There is nothing in us or done by us, at any stage of our earthly development, because of which we are acceptable to God. We must always be accepted for Christ’s sake, or we cannot be accepted at all. This is not true of us only when we believe. It is just as true after we have believed. It will continue to be true as long as we live. Our need of Christ does not cease with our believing; nor does the nature of our relation to Him or to God through Him ever alter, no matter what our attainments in Christian graces or our achievements in behavior may be. It is always on His “blood and righteousness” alone that we can rest.
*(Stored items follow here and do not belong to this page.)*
PR #12467, opened 2026-06-14
fix(cryptothrone): never CDN-cache non-2xx (sticky /discord/discord.js 404)

h0lybyte:
## Symptom

`https://cryptothrone.com/discord/discord.js` 404s, so the Discord Activity can't boot — even though the deployed 0.1.30 image **contains** the file (verified by extracting `/app/templates/dist/discord/discord.js`, 3.9MB, from the published image).

## Root cause

Cloudflare cached the 404:

| request | result |
|---|---|
| `/discord/discord.js` | 404, `cf-cache-status: HIT`, `age: 46295` (~12.8h) |
| `/discord/discord.js?v=<ts>` | **200** (cache-bust → origin serves the real file) |
| `/discord/` | 200, `cf-cache-status: DYNAMIC` |

The rust `cache_headers` middleware stamped `public, max-age=86400` on **every** static response, including the 404 fallback. So when the bundle was requested before it rolled out, Cloudflare cached that 404 with a 24h TTL and kept serving it.

## Fix

Gate the long `cache-control` on a 2xx status; non-2xx gets `no-store` so a CDN never pins a transient error. Adds a regression unit test (`cargo test -p axum-cryptothrone` → 32 passed). Bumps to 0.1.31 to ship.

## Manual step (needs CF access)

The already-cached 404 won't clear until its max-age expires (~11h left). **Purge Cloudflare cache for `/discord/discord.js`** (and `/embed/embed.js` if cached) to fix it immediately.

### DIFF
--- a/apps/cryptothrone/astro-cryptothrone/vite.discord.config.mts
+++ b/apps/cryptothrone/astro-cryptothrone/vite.discord.config.mts
@@ -35,6 +35,12 @@ export default defineConfig({
 	publicDir: false,
 	define: {
 		'process.env.NODE_ENV': JSON.stringify('production'),
+		// Raw `vite build` (not Astro) does not surface PUBLIC_* from process.env
+		// into import.meta.env, so bake the Discord client id in explicitly from
+		// the Docker build ENV. Public value — safe to inline client-side.
+		'import.meta.env.PUBLIC_DISCORD_CLIENT_ID': JSON.stringify(
+			process.env.PUBLIC_DISCORD_CLIENT_ID ?? '',
+		),
 	},
 	build: {
 		outDir: 'public/discord',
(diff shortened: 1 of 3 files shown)


h0lybyte:
Added a second commit: HTML + the unhashed entry bundles (`discord.js`/`embed.js`) now serve `no-cache` so they revalidate via ETag/304 — fresh on redeploy, cheap when unchanged. Only `/_astro/*` (content-hashed) stays `immutable`. This covers the broader 'stale after deploy' concern, not just the sticky 404. `cargo test -p axum-cryptothrone` → 34 passed.

h0lybyte:
Third commit (same 0.1.31 release): **bake `PUBLIC_DISCORD_CLIENT_ID` into the discord bundle**. After the cache cleared, the Activity failed at runtime with `missing PUBLIC_DISCORD_CLIENT_ID at build time` — the bundle is a raw `vite build`, and Vite (unlike Astro) doesn't surface `PUBLIC_*` from process.env into `import.meta.env`. The Dockerfile `ENV` was set but never reached the bundle. Verified the shipped 0.1.30 `discord.js` contains **0** occurrences of the id; added a `define` that inlines it, rebuilt bundle now embeds it.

Our self-abnegation is thus not for our own sake but for the sake of others. And thus it is not to mere self-denial that Christ calls us but specifically to self-sacrifice, not to unselfing ourselves but to unselfishing ourselves. Self-denial for its own sake is in its very nature ascetic, monkish. It concentrates our whole attention on self—self-knowledge, self-control – and can therefore eventuate in nothing other than the very apotheosis of selfishness. At best it succeeds only in subjecting the outer self to the inner self or the lower self to the higher self, and only the more surely falls into the slough of self-seeking, that it partially conceals the selfishness of its goal by refining its ideal of self and excluding its grosser and more outward elements. Self-denial, then, drives to the cloister, narrows and contracts the soul, murders within us all innocent desires, dries up all the springs of sympathy, and nurses and coddles our self-importance until we grow so great in our own esteem as to be careless of the trials and sufferings, the joys and aspirations, the strivings and failures and successes of our fellow-men. Self-denial, thus understood, will make us cold, hard, unsympathetic—proud, arrogant, self-esteeming—fanatical, overbearing, cruel. It may make monks and Stoics, it cannot make Christians.
About Warfield, B.B.
Benjamin Breckinridge Warfield (November 5, 1851 – February 16, 1921) was the principal of Princeton Seminary from 1887 to 1921. He is considered the last great Princeton theologian before the split in 1929 that formed Westminster Seminary and the Orthodox Presbyterian Church.